The Monte Carlo API is exposed via GraphQL, a query language that lets you define types for your data. You provide an ID and secret token to let MC know who you are, along with a query for the data you’re looking for. We use several queries for different things, such as getting existing notifications, creating or updating them, and deleting them.

Here’s an example that is a mutation, meaning it’s modifying server-side data (in this case a notification):

mutation {
  createOrUpdateNotificationSetting(
    notificationType: "slack_v2"
    #! The Slack channel ID we want to forward alerts to
    recipient: "C01JMTLBUKS"
    rules: {
        #! List of tables that will overwrite existing tables for a notification
        fullTableIds: "at-data-platform-prod:stg_snowplow.email_leads" 
    }
    #! Notification uuid - this will only be provided if the notification already exists
    settingId: "0c11ec9c-0ac5-4770-af50-ec14692afac5"
  ) {
    notificationSetting {
      createdBy {
        firstName
        lastName
      }
      recipientDisplayName
      routingRules {
        tableRules
      }
    }
  }
}

Here we would be providing a Slack channel ID and a table name, telling Monte Carlo to update the notification settings for that channel if they already exist, or create a new notification if they don’t. You can see we are also supplying the creator of the notification and any additional table rules.

This is how we translate between our code and what Monte Carlo understands, with other queries having a similar structure.

Bringing it all together

So far, we’ve described the components needed to integrate MC into our dbt project. We can clearly define which models require notifications and where to forward them in the model properties. We can also create and update MC components using their GraphQL API.

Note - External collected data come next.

Issue #187, opened 2026-06-23
Explore ClasFile API for Runtime Dispatch


eschizoid:
> Populating a POJO with Reflection vs. with the ClassFile API - small benchmark
I wanted to learn about the ClassFile API, and as a small pet project, I created a benchmark to compare how faster a generated class is than a reflection-based approach when we want to populate a POJO from a Map.
TL;DR: it turned out, the generated bytecode was 5x faster than using reflection.
Details here, enjoy: [https://github.com/erosb/learn-classfile-api](https://github.com/erosb/learn-classfile-api)
And please prove me wrong if you find any mistakes in the benchmark :)

eschizoid:
Neat result, and the ClassFile API is a good fit version-wise — JDK 25 ships it final (JEP 484), so no preview-flag friction. A few thoughts on how this would land *for telescope specifically*, since our starting point isn't the one the benchmark measures against.

### The baseline that matters here is LMF, not reflection

The "5x faster than reflection" is generated bytecode vs `Method.invoke`. But the runtime path already moved off naïve reflection (ADR-0005): field access dispatches through cached `LambdaMetafactory`-built `Function`/`BiConsumer`/`Supplier` (`Beans`/`Records`), which are JIT-inlinable. So we've already eaten most of that 5x. The question for us is **ClassFile-gen vs our LMF tier**, which is a much smaller gap — it has to be measured, not assumed.

### Where it would fit, and the real prize

It'd be a **third dispatch strategy**, between the two we have:

- compile-time codegen (`@Focus`/`@BeanFocus`/`@Bridge`) — fastest, zero runtime cost, needs annotations + the processor
- **runtime ClassFile gen** — codegen-like speed, *no annotations*, generated on first use
- LMF-reflective (`Telescope.of(...)`) — today's default

The interesting prize isn't raw throughput — it's the **residual wrapper cost** our own JMH rows already show: `recordComponentRead_lmf ~7.9ns` / `beanSetterDispatch_lmf ~22ns` vs hand-rolled `~0.6 / ~2.4ns`. That delta is LMF's `Function.apply` indirection, and it gets worse when a *shared* optic call site (we hold these as `Function<Object,Object>` in `ClassValue`/maps) goes **megamorphic**. A bespoke generated class doing direct `getfield`/`putfield` against a monomorphic call site could collapse that toward hand-rolled — i.e. make the **un-annotated** `Telescope.of(...)` path nearly codegen-fast. That's the thing worth proving.

[...]

PR #189, opened 2026-06-23
bench(fieldByName): dispatch baseline (measured, parked)

eschizoid:
## `fieldByName` dispatch baseline — measured, parked

Benchmark-only. No production change. This records the baseline that decided *not* to optimize the string-keyed lens path.

The runtime-checked `fieldByName(String)` lens is class-erased at build, so `Beans.fieldLens` re-resolves on every traversal — `get` routes through `readProperty` (a `ClassValue.get` + map lookup per call); `set` re-walks `propertyNames` + `autoWriter` and re-reads every sibling via `readProperty`. The typed `.field(Accessor)` lens knows the concrete class at build (`implClassOf(getter)`) and captures the accessor/writer once. This benchmark builds each lens once and traverses it hot, to size the re-resolution tax.

Measured (CI, 3 forks × 30 iters, JDK 25):

| Op | `fieldByName` (re-resolves) | `.field` (captured) | tax |
|---|---|---|---|
| `get` | 70.94 | 52.72 | +18.2 ns (+35%) |
| `set` | 232.10 | 173.21 | +58.9 ns (+34%) |

**Decision: parked.** A per-lens last-class memo would close that ~34% gap, but:
- it lands only on the escape hatch (`fieldByName`/`fromMap`), not the common typed path,
- even the fast typed path is ~53ns/get and ~173ns/set — the cost is dominated by the DSL terminal + immutable bean copy, which the memo can't touch, so the user's experience barely moves, and
- it turns a stateless lens stateful for a secondary-surface win, with no evidence of a hot-loop consumer.

The wider conclusion of the dispatch investigation (#187): the LMF substrate is already excellent (~1.4 ns captured dispatch), so there's no large runtime-dispatch win — codegen remains the hot-path answer. Kept here as the recorded baseline + the harness for a future revisit, whose trigger is a real adopter reporting `fieldByName`/`fromMap` in a hot loop.

### DIFF
--- a/benchmarks/src/jmh/java/io/github/eschizoid/telescope/benchmarks/FieldByNameBenchmark.java
+++ b/benchmarks/src/jmh/java/io/github/eschizoid/telescope/benchmarks/FieldByNameBenchmark.java
@@ -1,0 +1,135 @@
+package io.github.eschizoid.telescope.benchmarks;
+
+import io.github.eschizoid.telescope.Telescope;
+import java.util.concurrent.TimeUnit;
+import org.openjdk.jmh.annotations.Benchmark;
+import org.openjdk.jmh.annotations.BenchmarkMode;
+import org.openjdk.jmh.annotations.Mode;
+import org.openjdk.jmh.annotations.OutputTimeUnit;
+import org.openjdk.jmh.annotations.Scope;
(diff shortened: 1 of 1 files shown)


eschizoid:
@copilot please review

PR #19, opened 2026-06-07
chore(benchmarks): JMH benchmarks for LambdaMetafactory vs reflection paths

eschizoid:
## Summary

- Add `LmfBenchmark` — six new JMH micro-benchmarks pinning the three single-step `LambdaMetafactory` dispatch hot paths swapped on `main` (Phases 1-3 of ADR-0005) against directly-inlined Java baselines: `Records.read` (record component readers), `Beans.readProperty` (bean getters), and `Beans.settersWriter(...).construct` (bean setter dispatch). Each LMF row has a `_handRolled` sibling so the delta isolates the residual LMF wrapper overhead on top of an inlined accessor / setter.
- Wire `--add-exports=io.github.eschizoid.telescope/io.github.eschizoid.telescope.internal=io.github.eschizoid.telescope.benchmarks` onto `compileJmhJava` only — JMH bundles everything on the classpath at runtime so no runtime flag is needed. Existing module-info / fat-JAR setup is otherwise untouched.
- Update `benchmarks/README.md` with both the descriptive table for the new benchmarks and a captured-numbers section (JDK 25 / Apple Silicon, full 3 warmup + 5 measurement iterations / 1 fork). The LMF wrapper adds ~15-35 ns per dispatch on top of an inlined Java accessor: record reader ~15 ns, bean getter ~26 ns, bean setter ~36 ns — versus ~100-260 ns for the `Method.invoke` path the LMF substrate replaces.

The existing `TelescopeBenchmark` is unchanged. The new `LmfBenchmark` lives alongside it in the same package and uses the same `@State` / `@Benchmark` / `@OutputTimeUnit` / `@BenchmarkMode` conventions; it adds `BenchRecord` and `BenchPojo` fixtures local to the new file. Phases 4-5 (still in flight in PRs #13 / #14) are intentionally out of scope.

## Test plan

- [x] `./gradlew :benchmarks:compileJmhJava` builds clean with the new `--add-exports` flag.
- [x] `./gradlew :core:test` passes (no behavioral changes to the core).
- [x] `./gradlew spotlessCheck` passes (formatting applied via `spotlessApply`).
[...]

PR #190, opened 2026-06-23
fix(codegen): @Bridge element-bridges user-defined Collection/Map subtype fields

eschizoid:
## `@Bridge` element-bridges user-defined Collection/Map subtype fields

Adopter Round 7 (their #19). A nested field typed as a custom collection wrapper — `class ImageUrls extends ArrayList<ImageUrl>`, common in legacy codebases — used to be bean-introspected by the `@Bridge` processor: ArrayList's synthesized `isEmpty()` reads as a property `empty` with no `setEmpty`, so the build failed with the misleading **`...ImageUrlsBO has a no-arg constructor but no setter for 'empty'`**.

Codegen now bridges these fields properly instead of crashing.

### How

A `(2-raw)` branch in the field planner detects a same-kind Collection/Map subtype on either side — `raw↔raw` or a generic interface paired with a subtype (the mixed `List<X>` ↔ `Wrap` case) — walks the supertype graph to extract the element/key type (the subtype's own type-argument list is empty; the element lives in `extends ArrayList<Elem>`), and recurses on the element pair via the existing `planElementSubBridge`. Self-contained raw helpers allocate a fresh target wrapper through its **no-arg constructor** (a subclass doesn't inherit `ArrayList(Collection)`) and fill it with `addAll`/`putAll` for an identity element or an element-bridging loop otherwise. List, Set, and Map are all covered.

This goes **beyond the runtime**, whose `collectionCopyIso` does a verbatim `addAll` with no per-element bridging — a footgun for distinct element types (`ImageUrlDBO` → `ImageUrlBO`) rather than a working conversion. Codegen actually converts the elements.

The `isReflectableDeclared` Collection/Map exclusion remains as the **backstop** for the pairs `(2-raw)` can't claim — a kind mismatch (List-subtype vs Set-subtype) or a subtype opposite a non-container — turning the old `no setter for 'empty'` crash into the accurate `no auto-bridge could be derived` diagnostic.

### Isolation

The generic container path shipped in #186 stays **byte-identical**: `FieldPlan` gains a `rawContainer` flag (existing factories pass `false`), and `applyForward`/`applyBackward`/`emitContainerHelpers`/`importsFor` short-circuit raw plans before the generic logic. Detection reuses the `assignableToRaw` helper from #186.

### Tests

- Harness (generated-source): List/Set/Map distinct-element bridging, List identity-element (`addAll`, no sub-bridge), mixed generic↔raw (forward subtype + backward interface default), `lenient = true` propagation into the element pair (the adopter's exact flag), and two kind-mismatch backstops.
- Runtime end-to-end (`:core`, loads + runs the generated bridge): List element-bridging both directions, Map values-bridged/keys-preserved both directions, identity-element `addAll`.
- Reviewer fleet (correctness / regression / test-coverage) converged clean; the flagged Map-runtime / identity-runtime / lenient gaps are closed here.

### Notes for reviewers

- **Intentional FQN rendering in the raw helpers.** The raw-container helpers render every type fully-qualified (and `importsFor` skips raw plans), unlike the generic #186 helpers which use simple names + imports. This is deliberate: a raw subtype's element type can live in a package the import-collection block wasn't built to discover, so FQN output is always-correct and self-contained. Please don't "unify" it back onto the simpleName+import path — that reintroduces the import-discovery gap.
- **Ctor-less subtype.** A Collection/Map subtype that hides its no-arg constructor is rejected up front with a telescope-authored diagnostic ("no accessible no-arg constructor"), rather than emitting `new Wrap()` that fails later in the consumer's build.
- **`FieldPlan` shape.** The 8th component (`rawContainer` flag) is the pragmatic call for this isolated extension; a `// next variant → sealed refactor first` line-in-the-sand is recorded on the record so the boolean-vs-sealed decision isn't re-litigated.

### DIFF
--- a/codegen/src/main/java/io/github/eschizoid/telescope/codegen/BridgeProcessor.java
+++ b/codegen/src/main/java/io/github/eschizoid/telescope/codegen/BridgeProcessor.java
@@ -1992,6 +1992,16 @@ public final class BridgeProcessor extends AbstractTelescopeProcessor {
    *       {@code Y}; bridge the element and unwrap on forward / wrap on backward.
    *   <li>{@code NULLABLE_TO_OPTIONAL} — mirror direction.
    * </ul>
+   *
+   * <p>This flat record now carries several components that are live only for a subset of {@link
+   * Kind}s (the container-impl and raw-container fields for LIST/SET/MAP_VALUES, the null-default
+   * fields for PRIM_WRAPPER, the qualifier for TRANSFORM) — the per-variant validity matrix lives
+   * in the field comments, not the type. That is acceptable for this private, single-file plan
+   * object, but it is the binding constraint now: do NOT add a further variant-specific component
+   * to this flat shape. The next container/variant feature should first convert this to a sealed
+   * hierarchy (a Container variant carrying kind/sub/impls/raw, separate PrimWrapper / Recurse /
+   * Transform / Identity variants) so the compiler enforces the matrix the comments currently
+   * describe.
    */
   private record FieldPlan(
     Kind kind,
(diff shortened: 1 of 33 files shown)


eschizoid:
@copilot please review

Now we need to automate and tie these two pieces together. We do this using a Python script to perform the following steps:

  1. Parse the JSON manifest: The first stage in our script is to parse the JSON manifest and mould it into a suitable structure for MC. The grain of notifications in MC is on a per-channel basis, whereas the metadata we have defined is on a per-table basis. We pivot and group the dictionary by channel, returning a dictionary with key = channel name, value = list.
  2. Get Monte Carlo’s current state: To avoid repeatedly adding the same notifications every day, we pull the existing list of notifications from MC. We define our own MC client using the Python GraphQL library GQL.
  3. Compare notification states: We then compare the state of notification in our dbt project vs what already exists in MC and assign each notification to one of 3 categories:

    • CREATE: If a new channel is present in our metadata but doesn’t have a corresponding notification in MC
    • UPDATE: If the channel already exists in MC but there is a change to the list of table names. Tables are removed from a notification when they exist in MC but not in the metadata.
    • DELETE: If a notification channel in MC is no longer present in our metadata

    We define these categories using a Python enum. Notifications that don’t fulfil the above criteria are discarded as their state hasn’t changed since the last sync.

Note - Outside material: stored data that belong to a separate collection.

PR #194, opened 2026-06-24
docs(examples): graphql-java Map→POJO demo (runtime vs generated @FromMap)

eschizoid:
## graphql-java Map→POJO demo — runtime vs generated `@FromMap`

> Stacked on #193 — depends on the `@FromMap` processor.

A real [graphql-java](https://www.graphql-java.com/) server over the JDK `HttpServer` whose `createUser(input:{…})` resolver turns the argument `Map<String,Object>` into a typed `User`. Answers: **how do you do Map→POJO in a GraalVM native image without a pile of reflection config?**

Two entry points share the `GraphQlServer` harness, differing only in the converter:

| Entry point | Converter | Native? |
|---|---|---|
| `RuntimeFromMapServer` | runtime `Telescope.fromMap` | ❌ JVM only |
| `GeneratedFromMapServer` | generated `@FromMap` `UserFromMap` | ✅ the native-image entry |

### The native A/B (the case for `@FromMap`)
| Path | Native build | Native runtime | Reflection registered |
|---|---|---|---|
| generated `UserFromMap` | builds | **works** | ~0 |
| runtime `Telescope.fromMap` | builds | **`NoSuchMethodException: …writeReplace()`** | 1,097 types |

GraalVM doesn't synthesize `writeReplace` on non-serializable lambdas, so `SerializedLambda` can't recover accessor names — the runtime path dies at runtime. The generated converter has none of that machinery and runs `--no-fallback` with no hand-written reachability config.

### Layout & tests
`model/` (the `@FromMap` domain) · `server/` (harness + entry points) · `src/test` `GraphQlServerTest` asserts both tiers through `GraphQlServer.serveOnce`. Entry points just run and print; verification lives in the test. `./gradlew :examples:graphql:test`


eschizoid:
Folded into #192 (the demos PR).

PR #195, opened 2026-06-24
fix(bridge): auto-discover carrier-form @Bridge via a ServiceLoader SPI

eschizoid:
## Problem

A carrier-form `@Bridge` (the third-class form from ADR-0007) emits its converter in the **carrier's** package. But zero-row `mapperForward(A, B)` auto-discovery only probed for a sibling bridge in the **source's** package, by a name derived from the source class. The two never matched on either name or package, so a declared carrier bridge was **silently skipped** — `mapperForward` (lenient by default) fell through to same-name mapping and dropped the carrier's `@Rename`s. A renamed field came back `null` with no error. Adopter-reported, P2.

## Why the obvious fix doesn't work

Renaming the carrier bridge to the probe's convention closes the *name* gap but not the *package* gap — the probe does `Class.forName` in the source's package, and ADR-0007 explicitly forbids emitting the carrier bridge there (a JSR-269 processor can't write into a package its module doesn't own). A source-package-keyed probe fundamentally can't locate a class in the carrier's package by name. Discovery has to be package-agnostic.

## Fix

A `ServiceLoader`-based discovery path, keyed by `(source, target)` — emission stays in the carrier's package (ADR-0007 unchanged), the registry finds it by pair, not by name.

- **New `BridgeProvider` SPI** (`conversion`) + **`BridgeRegistry`** lookup over `ServiceLoader`.
- **`BridgeProcessor`** carrier path emits a sibling `<Carrier>BridgeProvider` and registers it in `META-INF/services` (accumulated, written once in `processingOver()`). `core`'s `module-info` declares `uses BridgeProvider`.
- **`mapperForward`** consults the registry after the name probe misses, before the lenient default. The model-anchored form is untouched — already name-discoverable, emits no provider.
- **Loud, not silent**: a null bridge constant or two providers for one pair throw; a pair with *no* provider keeps the intended lenient default, so the lenient-by-default contract is preserved (the registry makes a *declared* carrier impossible to silently skip; an *absent* bridge still maps leniently).
- **`ProcessorHarness`** now captures resource outputs in memory — the generated services file is assertable and never escapes to disk under `-proc:only`.

## Tests (TDD)

- `BridgeRegistryTest` — registry lookup + loud-fail on null/ambiguous providers.
- `MapperForwardRegistryTest` — zero-row `mapperForward` routes through a registered bridge.
- `CarrierBridgeAutodiscoverTest` — end-to-end, a **cross-package** carrier `@Bridge` is auto-discovered and its rename applied.
- `BridgeProcessorTest` — carrier emits provider + services entry; model-anchored emits neither.

Full `:core` / `:codegen` / `:lombok` suites + javadoc + spotless green.

## Notes

- New public API (`BridgeProvider`, `BridgeRegistry`) — flagged for review, **not** auto-merged.
- ADR-0011 records the decision and supersedes ADR-0007's "use the BRIDGE constant directly" limitation. Numbered 0011 to avoid colliding with the 0010 on the in-flight from-map branch.
- Recorded as Bug 20 in `docs/migration-feedback.md`.


eschizoid:
@copilot please review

  4. Synchronise changes with Monte Carlo: Once we’ve decided on the action to take for each notification, we iterate through them and make a POST request to the MC API to perform the said action.
  5. Scheduling: The majority of our tables are updated daily, the workflow of which is handled by the scheduling tool, Airflow. It seemed logical to schedule Monte Carlo at the same frequency with Airflow.

Conclusion

We’ve covered a lot of stuff here, from why we care about our data, to the nitty-gritty of how we integrate with various frameworks and tools. Monte Carlo in particular has let us improve our data observability, maintaining trust in our data for our stakeholders.

Hopefully, this has given you some insight into what goes on in software development at Auto Trader, and the benefits that automation can bring to the workplace.